- Court: U.S. District Court Western District of Texas
- Decided: May 3, 1897

Court membership
- Judge sitting: Thomas Shelton Maxey

= In Re Ricardo Rodriguez =

In Re Ricardo Rodriguez is a landmark civil rights and naturalization case decided in the U.S. District Court Western District of Texas (1897). In the United States, Mexicans occupied an ambiguous racial category in-between white and black because US naturalization laws only allowed for white and Black immigrants to become citizens. This case is important for Mexican and other Latin American immigrants because Judge Thomas S. Maxey declared that Mexicans were considered white for naturalization purposes. Judge Maxey further agreed that Ricardo Rodriguez was protected under the 14th Amendment.

== Background context ==

=== Key figures ===
Ricardo Rodriguez was originally from the state of Guanajuato, Mexico.
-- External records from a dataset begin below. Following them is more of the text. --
PR #76, opened 2018-05-01
Add throttling to onAddressesChecked and onBalanceChanged callbacks

paullinator:
Change unit test to use async/await

### DIFF
--- a/src/modules/currency/wallet/currency-wallet-callbacks.js
+++ b/src/modules/currency/wallet/currency-wallet-callbacks.js
@@ -47,20 +47,19 @@ let throttleRateLimitMs = 5000
  * Returns a function that can be called at high frequency, and batches its
  * inputs to only call the real callback every 5 seconds.
  */
-function makeThrottledCallback (
+function makeThrottledCallback<Arg> (
   input: CurrencyWalletInput,
-  callback: (arg: any) => mixed
-) {
+  callback: (arg: Arg) => mixed
+): (callbackArg: Arg) => mixed {
   const walletId = input.props.id
   const { console } = input.props.io
 
   let delayCallback = false
   let lastCallbackTime = 0
-  let finalCallbackArg: any
+  let finalCallbackArg: Arg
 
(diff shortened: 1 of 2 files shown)


src/modules/currency/wallet/currency-wallet-callbacks.js
```diff
@@ -40,6 +40,56 @@ export function forEachListener (
...
+let throttleRateLimitMs = 5000
+
+/**
+ * Wraps a single value accepting callback with throttling logic.
+ * Returns a function that can be called at high frequency, and batches its
+ * inputs to only call the real callback every 5 seconds.
+ */
+function makeThrottledCallback (
+  input: CurrencyWalletInput,
+  callback: (arg: any) => mixed
```
swansontec: I'd make this a template-style type, so we can avoid `any`.

src/modules/currency/wallet/currency-wallet-callbacks.js
```diff
@@ -40,6 +40,56 @@ export function forEachListener (
...
+      finalCallbackArg = callbackArg
+    } else {
+      const now = Date.now()
+      if (now - lastCallbackTime > throttleRateLimitMs) {
+        lastCallbackTime = now
+        callback(callbackArg)
+      } else {
+        console.info(
+          console.info(`makeThrottledCallback delay, walletId: ${walletId}`)
+        )
```
swansontec: The `console.info` call is doubled up.

src/modules/currency/wallet/currency-wallet.test.js
```diff
@@ -14,6 +14,10 @@ import { fakeExchangePlugin } from '../../../fake-plugins/fakeExchange.js'
 import { makeAssertLog } from '../../../util/assertLog.js'
 import { awaitState } from '../../../util/redux/reaction.js'
 
+function snooze (ms: number) {
```
swansontec: Thanks for fixing the tests.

Stated in the courts Rodriguez was an illiterate, thirty-seven-year-old laborer who spoke no English. When Rodriguez applied for naturalization in 1896 he had already lived in Texas for about 10 years. Rodriguez was a hardworking man who did not know much of Mexican history. In the amicus brief, all four of the lawyers involved all agreed that Rodriguez appeared as more Indian rather than Spanish (white). However, the case was centered more on voter eligibility than on racial naturalization, which was involved but not the primary issue.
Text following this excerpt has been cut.